Grindelwald is of course an allegorical figure, intended to stand in for a number of past (and present) dangerous ideologues and their recruitment tactics and rhetoric. But while this and other social commentary and political allusions are made clear, there are likewise really troublesome themes to this movie Rowling didn’t think through. The infamous Nagini reveal, which is explained very pointedly and thoroughly in the movie, is still stupid and pointless, even without its quasi-racist connotations given what we know becomes of that character.
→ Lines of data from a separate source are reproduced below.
PR #778, opened 2018-07-10
Fixed some code smells

schaefi:
* Use of unused variables, and dangerous defaults
* Update of design patterns on pylint and landscape


schaefi:
maybe we should discuss alternatives to landscape.io. The site is pretty slow. I'm open for any better

kiwi/utils/command_capabilities.py
```diff
@@ -50,10 +50,11 @@ def has_option_in_help(
 
         :rtype: bool
         """
+        help_args = help_flags or ['--help']
```
davidcassany: Just out of curiosity, what is the smelling part of having default values different than `None`? I am perfectly fine with this modified code, just want to understand the landscape reasoning.

.pylintrc
```diff
@@ -0,0 +1,34 @@
+[DESIGN]
```
davidcassany: I guess this complete file is here to better match the analysis criteria with our own coding styling right? I assume most of the values are defaults or slightly variations of them.

kiwi/utils/command_capabilities.py
schaefi: See this: https://www.pythoncentral.io/fun-with-python-function-parameters/
[Potential Python Function Parameter Problems]

.pylintrc
schaefi: yes this is in case we run pylint on the code. I have adapted some default values to match our criteria. My hope is that landscape will import that file and apply it to the pylint call they run

schaefi: problem is that landscape.io is sooo slow that I still have no check results.

I'm not sure if that service will survive. Thus I would be ok if we switch to some other service, e.g codacy.

We also should check how we integrate with github services vs. apps. Travis as an example will move us over to travis.ci.com, we just have to wait. I don't know if landscape and friends already supports github apps as they should.

Would be great if you have some experience here to share your thoughts 

Thanks

kiwi/utils/command_capabilities.py
davidcassany: Wow, interesting reading... That's valuable knowledge, thanks!

.pylintrc
davidcassany: To be honest I don't have experience or background to help here. However I can spend some time tomorrow to get some ;)  and experiment with landscape, some alternatives and do some digging.

schaefi: Thanks for the offer. If you are interested in code analytic it's surely nice to see what they do. These are all external services which needs approval by the github org maintainers. Thus playing with them is only easily possible in your personal github account. For the moment I'll stick with landscape.io and will jump to something more productive. Thanks

PR #1245, opened 2019-10-21
Fixed oem resize message and invokation

### LINKED ISSUE #1102: Improve Warning messages on resize operation
## Problem description

In reference to https://bugzilla.suse.com/show_bug.cgi?id=1136427 there seems to be
an issue with the displayed warning messages from kiwi. If the resize operation as it was
requested with the setup in the XML description cannot be done due to disk size limitations, kiwi
writes:

```
warn "Requested sizes exceeds free space on the disk:"
warn "Disk won't be re-partitioned !"

warn "Minimum required additional size: ${min_additional_mbytes} MB:"
if [ -n "${kiwi_oemrootMB}" ];then
    local share=$((kiwi_oemrootMB - disk_root_mbytes))
    warn "==> Root's share is: ${share} MB"
fi
if [ ${swapsize} -gt 0 ];then
    warn "==> Swap's share is: ${swapsize} MB"
fi
warn "Free Space on disk: ${disk_free_mbytes} MB"
```

The warning messages here seems to be not clear enough and an alternative suggestion was
made with

```
"Partition at end of disk, no resizing required"

instead of "Requested sizes exceeds free space on the disk:".
```

schaefi:
The oem resize should only start if there is unallocated
space on the disk available. If it starts the message in
case of a not applicable resize should be more meaningful
This commit addresses both issues and Fixes #1102

### DIFF
--- a/dracut/modules.d/90kiwi-repart/kiwi-repart-disk.sh
+++ b/dracut/modules.d/90kiwi-repart/kiwi-repart-disk.sh
@@ -233,7 +233,7 @@ function check_repart_possible {
     if [ -n "${kiwi_oemrootMB}" ];then
         if [ "${kiwi_oemrootMB}" -lt "${disk_root_mbytes}" ];then
             # specified oem-systemsize is smaller than root partition
-            warn "Requested OEM systemsize is smaller than root partition"
+            warn "Requested OEM systemsize is smaller than root partition:"
             warn "Disk won't be re-partitioned !"
             echo
             warn "Current Root partition: ${disk_root_mbytes} MB"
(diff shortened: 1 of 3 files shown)


schaefi:
with this PR two things will be achieved

1. Do not run any re-partition if there is no unallocated space. This also prevents any re-run of the repart code if it already has happened

2. Change the warning messages if the XML requested size constraints can't be achieved

schaefi:
There are two possible message types:

If the XML description specifies a new root size which is smaller than the one in the image

```
Requested OEM systemsize is smaller than root partition
Disk won't be re-partitioned !
Current Root partition: 1042 MB
==> Requested size: 2042 MB
```

and/or if the requested or auto computed sizes for the partitions (root, swap) cannot be reached because the disk is too small

```
Requested systemsize exceeds free space on the disk:
Disk won't be re-partitioned !
Requested size(s): root:(keep), swap:(1024 MB)
==> Free Space on disk: 42 MB
```

schaefi:
In case there is no unallocated space on the disk no messages will be shown and the system just continues to boot

schaefi:
So repartition messages are only shown if the repartition code is invoked

schaefi:
> I see that the initialize method is now called before the mask_fsck_root_service. is it safe? Have you tested and check this particular change?

yes I was aware of that change and also have tested it. The initialize method looks up the disk devices and imports metadata as well as calculates disk sizes. All this is not related to any systemd service and does not conflict with devices because at this point nothing has been done with them that influences systemd. So I consider it safe

schaefi:
I'm aware the change is at a sensitive place so I'm happy if you also look at what the initialize method does. But I'm 99% sure it's safe... last famous words :)

davidcassany:
> > I see that the initialize method is now called before the mask_fsck_root_service. is it safe? Have you tested and check this particular change?
> 
> yes I was aware of that change and also have tested it. The initialize method looks up the disk devices and imports metadata as well as calculates disk sizes. All this is not related to any systemd service and does not conflict with devices because at this point nothing has been done with them that influences systemd. So I consider it safe

Right, if you took it into consideration I am fine with it. I really doubt it has any side effect and if you already took care to test it, this is already enough :+1:

davidcassany:
> I'm aware the change is at a sensitive place so I'm happy if you also look at what the initialize method does. But I'm 99% sure it's safe... last famous words :)

yes gonna look at it, however we will never be 100% sure of being bug-free :)

schaefi:
>Unless there is a reason for this change probably it is better to stick with the previous order and move lines 282~288 after the service is being masked.

The reason why I moved the initialize method is because it provides the disk device for me and if that device has no unallocated space we drop from the code. As I think the code from initialize does not interfere with udev and/or systemd there should be no reason to invoke any systemd masking. But I agree we should double check

schaefi:
The code in initialize has calls:

```
lsblk -p -n -r -s -o NAME,TYPE
multipath -l -v1
mdadm --detail -Y
blockdev --getsize64
blkid -s PARTUUID -o value
grep MemTotal: /proc/meminfo
```

If none of these trigger any systemd events we are fine. I don't see that this happens since I can call any of those on my running system too. Thoughts ?

schaefi:
I also want to achieve as less as possible fiddling with systemd. If there is no unallocated space we would have a superfluous mask/unmask call which I think is good when it only happens when it's needed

A love spell is once again irresponsibly treated as a joke in the context of a movie that elsewhere equates it directly with sexual abuse. And there’s a reference to World War II in this movie that’s at best astonishingly incongruent, at worst grossly tone-deaf.
And atop everything else, this film isn’t well-structured. The pacing’s abysmal and one dramatic confrontation scene is interrupted by not one, but two expository backstories, the former reaching a conclusion just for the latter to debunk it, adding nothing constructive. Even some of the editing is sloppy and the creatures still look awful.
This film isn’t at all about the crimes of Grindelwald or fantastic beasts, and as such the title makes perfect sense for such a confused wreck. If Rowling wants to tell a story about Grindelwald’s rise to power, she should just tell a coherent story that doesn’t feel like she’s making it up as she goes along, and without having to muddy it with irrelevant world building and cramming in characters who have nothing to do with this greater conflict. And she should do it novel form, because amidst the strangeness of this movie there is creativity. But it’s creativity nigh impossible to appreciate among all the incompetence.